Recently, I told Aiden about the summer solstice and the longest day of the year. As with everything new that Aiden learned, he was so excited and eager to tell others. He counted down the days to the solstice and got so excited over the longest day of the year.
The simple things in life gave Aiden such joy. Telling stories, matching pajamas, walks in the neighborhood, the longest day of the year, tie shoes. These are the things that held so much meaning for Aiden.
Aiden blossomed this spring and the last month of his life was probably his best. He had an end of year campout at school, where he ran and played with comfort and ease. He then spent a day at the zoo and fed giraffes, visited the Monterey Bay Aquarium, and had a wonderful birthday surrounded by family and friends.

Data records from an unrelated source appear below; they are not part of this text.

Issue #523, opened 2018-10-27
Some headers don't compile independently


tonyelewis:
Following on from [Trac#12393](https://svn.boost.org/trac10/ticket/12393)&hellip; some Geometry headers don't compile independently (under Clang) in violation of the [Boost header policy](https://www.boost.org/development/header.html):

> Make sure that a translation unit consisting of just the contents of the header file will compile successfully.

One example is `extensions/algebra/algorithms/reverse.hpp`:

~~~no-highlight
boost/geometry/extensions/algebra/algorithms/reverse.hpp:33:24: error: unknown type name 'vector_tag'; did you mean 'mpl::aux::vector_tag'?
struct reverse<Vector, vector_tag>
                       ^~~~~~~~~~
                       mpl::aux::vector_tag
/opt/include/boost/mpl/vector/aux_/tag.hpp:25:8: note: 'mpl::aux::vector_tag' declared here
struct vector_tag;
       ^
boost/geometry/extensions/algebra/algorithms/reverse.hpp:42:19: error: use of undeclared identifier 'rotation_quaternion_tag'
struct reverse<R, rotation_quaternion_tag>
                  ^
boost/geometry/extensions/algebra/algorithms/reverse.hpp:51:19: error: use of undeclared identifier 'rotation_matrix_tag'
struct reverse<R, rotation_matrix_tag>
                  ^
3 errors generated.
~~~

Thanks.

mloskot:
@tonyelewis Thanks for the report. Apparently, more headers need attention than just this one, see #525

tonyelewis:
NP. Thanks for looking into this so quickly.

PR #525, opened 2018-10-28
Add compile-only tests verifying headers are self-contained

mloskot:
Add Boost.Jam rule generating test target for each header found in specified location.
List test suites (target aliases) for groups of headers.
Build self_contained_headers test only if `CI` environment variable is NOT defined or on-demand, if `TEST_HEADERS` environment variable is defined, or if `b2 test/self_contained_headers` is requested from command line.

Related to issue #523

-----

First, this PR does not attempt to fix any headers, not yet.

I've run all the headers tests on 24 CPUs (48 logical cores) as follows:

```shell
cd libs/geometry
b2 -j 16 test/self_contained_headers >build.log 2>&1
```

AFAICT, it compile-tests *~900* headers in less than *4 minutes*:

```shell
cat build.log | grep -E -o "c\+\+.+\~hpp\.test" | sort | uniq | wc -l
898
cat build.log | grep -E -o "passed.+~hpp\.test" | wc -l
547
cat build.log | grep -E -o "failed.+~hpp\.test" | wc -l
350
```

And, I have only included several extensions, see `alias`-es  and comments in `test/self_contained_headers/Jamfile`.

-----

To run the tests on CI services, it should be enough to define environment variable `TEST_HEADERS=1`  for one just build job. For example, Boost.GIL defines it for first job only https://travis-ci.org/boostorg/gil/jobs/447353675

### DIFF
--- a/test/Jamfile.v2
+++ b/test/Jamfile.v2
@@ -2,7 +2,7 @@
 #
 # Copyright (c) 2007-2012 Barend Gehrels, Amsterdam, the Netherlands.
 # Copyright (c) 2008-2012 Bruno Lalande, Paris, France.
-# Copyright (c) 2009-2012 Mateusz Loskot, London, UK.
+# Copyright (c) 2009-2018 Mateusz Loskot, London, UK.
 #
 # This file was modified by Oracle on 2017, 2018.
 # Modifications copyright (c) 2017-2018 Oracle and/or its affiliates.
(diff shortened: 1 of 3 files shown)


vissarion:
Thanks, this is useful.

mloskot:
Thanks!

awulkiew:
Wow, thanks! Just to be sure, does it work with CircleCI?

mloskot:
I see no reason why it should not work on CircleCI - I mean, those tests should be automatically filtered there as on Travis or AppVeyor.

CircleCI does define `CI` as [built-in environment variable](https://circleci.com/docs/2.0/env-vars/#built-in-environment-variables) and `b2` just reads the environment variables (no `CI` needs to be defined in any `Jamfile`).

awulkiew:
Ok, thanks for the explanation.

awulkiew:
@mloskot This change polluted our regression matrix (https://www.boost.org/development/tests/develop/developer/geometry.html). I'm considering disabling it by default. Or maybe do you have some other ideas?

mloskot:
@awulkiew I'm trying to make those tests on-demand only in #529

I'm not sure how to avoid the long paths. Since the `.cpp` file is generated, I assumed that is not an issue, so ignored it.

awulkiew:
If they are not run by default it is no longer an issue since we can just run them on linux. Thanks!

PR #636, opened 2021-06-01
Disable cache in golangci job

mmorel-35:


ccojocar (approved):
Thanks for fix this issue!

PR #637, opened 2021-06-01
Tidy up the dependencies

ccojocar:


mmorel-35:
That's weird that you have to do that after each dependencies updates. Isn't there a way to make it done by renovate automatically

ccojocar:
> That's weird that you have to do that after each dependencies updates. Isn't there a way to make it done by renovate automatically? Take a look at this https://docs.renovatebot.com/golang/

I agree, it would be cool to fix this stuff. It used to be fine a little while ago.

mmorel-35:
A solution might be to remove renovate json config file to trigger a new PR to restart configuration ?
This way we would see what we are doing. The created issue could then be pined and kept active as Babel did. What do you think ?

PR #638, opened 2021-06-01
Renovate/restart

mmorel-35:
This will force renovate to trigger a new configuration for the project
Something like that should suffice: 

```json
{
  "extends": [":preserveSemverRanges", "group:all", "schedule:weekly"],
  "lockFileMaintenance": {
    "commitMessageAction": "Update",
    "enabled": true,
    "extends": ["group:all", "schedule:weekly"]
  },
  "postUpdateOptions": ["gomodTidy", "gomodUpdateImportPaths"],
  "separateMajorMinor": false
}
```
The renovate dashboard will insure us that the configuration works as we expect


ccojocar:
@mmorel-35 It seems that you are removing the `renovate.json` file instead of updating it with the configuration proposed in the pull request description.

mmorel-35:
That's the point, after the removal, renovate will trigger an issue like a dashboard and a PR to assist the configuration

mmorel-35:
@ccojocar , There is a flag to enable dependency dashboard so we might not need to completely remove the renovate.json file

ccojocar (approved):

PR #643, opened 2021-06-01
Renovate/configure

mmorel-35:


mmorel-35:
@ccojocar, that should be good, now. The Dashboard /issue can be indefinitely kept open to supervise the PR of renovate. You can even pin it so it's easy to find it

ccojocar (approved):
Thanks, I'll do that.

PR #645, opened 2021-06-04
Fixes #644

### LINKED ISSUE #644: Format options for results on stdout not working
### Summary 
The `-fmt` flag does not work when the results are printed to `stdout` by default. 

Seems like we can only get the format we want on `stdout` only when we run `gosec -out output.json -stdout -verbose json ./...`. I suspect that https://github.com/securego/gosec/commit/a8b633f124f712e465ac2d7ee0e992b274cc40a6 changed the behavior.

Run `gosec -fmt json ./...`.

### gosec version
v2.8.0

`go version go1.14.1 linux/amd64`

Ubuntu 20.04

### Expected behavior
A JSON object will be printed out on `stdout`.

### Actual behavior
The `text` output is printed to `stdout`.

mmorel-35:
Hi @wongherlung , @ShreyasSubhedar would you mind checking this fix ?

### DIFF
--- a/cmd/gosec/main.go
+++ b/cmd/gosec/main.go
@@ -208,12 +208,13 @@ func getRootPaths(paths []string) []string {
 	return rootPaths
 }
 
+// If verbose is defined it overwrites the defined format
+// Otherwise the actual format is used
 func getPrintedFormat(format string, verbose string) string {
-	fileFormat := format
-	if format != "" && verbose != "" {
-		fileFormat = verbose
+	if verbose != "" {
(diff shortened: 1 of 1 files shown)


wongherlung:
LGTM! Thank you for the fix.

ShreyasSubhedar:
good catch

wongherlung (approved):

ShreyasSubhedar (approved):

ccojocar (approved):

When I told Aiden that they were ready to do his heart transplant, he was so excited. He raced his bike home faster than I had ever seen him go. He told stories of school, his vacation, his birthday, and of tie shoes to the doctors and nurses that were preparing him for surgery. He smiled with excitement about never having stayed up so late at night, and gave me many thumbs up, indicating that everything was great. He fell asleep exhausted a little before 2am and slept through kisses as he was rolled into the OR. I believe that he was having the greatest of dreams. Three days later we kissed him for the last time and let his body go.
Aiden was born with only half of a heart, but he more than made up for it in spirit. And while his body may no longer be with us, his spirit lives on in each and every one of us. His tenderness and love. Simple pleasures and humor. His excitement and happiness.
Thank you Aiden, thank you for teaching us so much.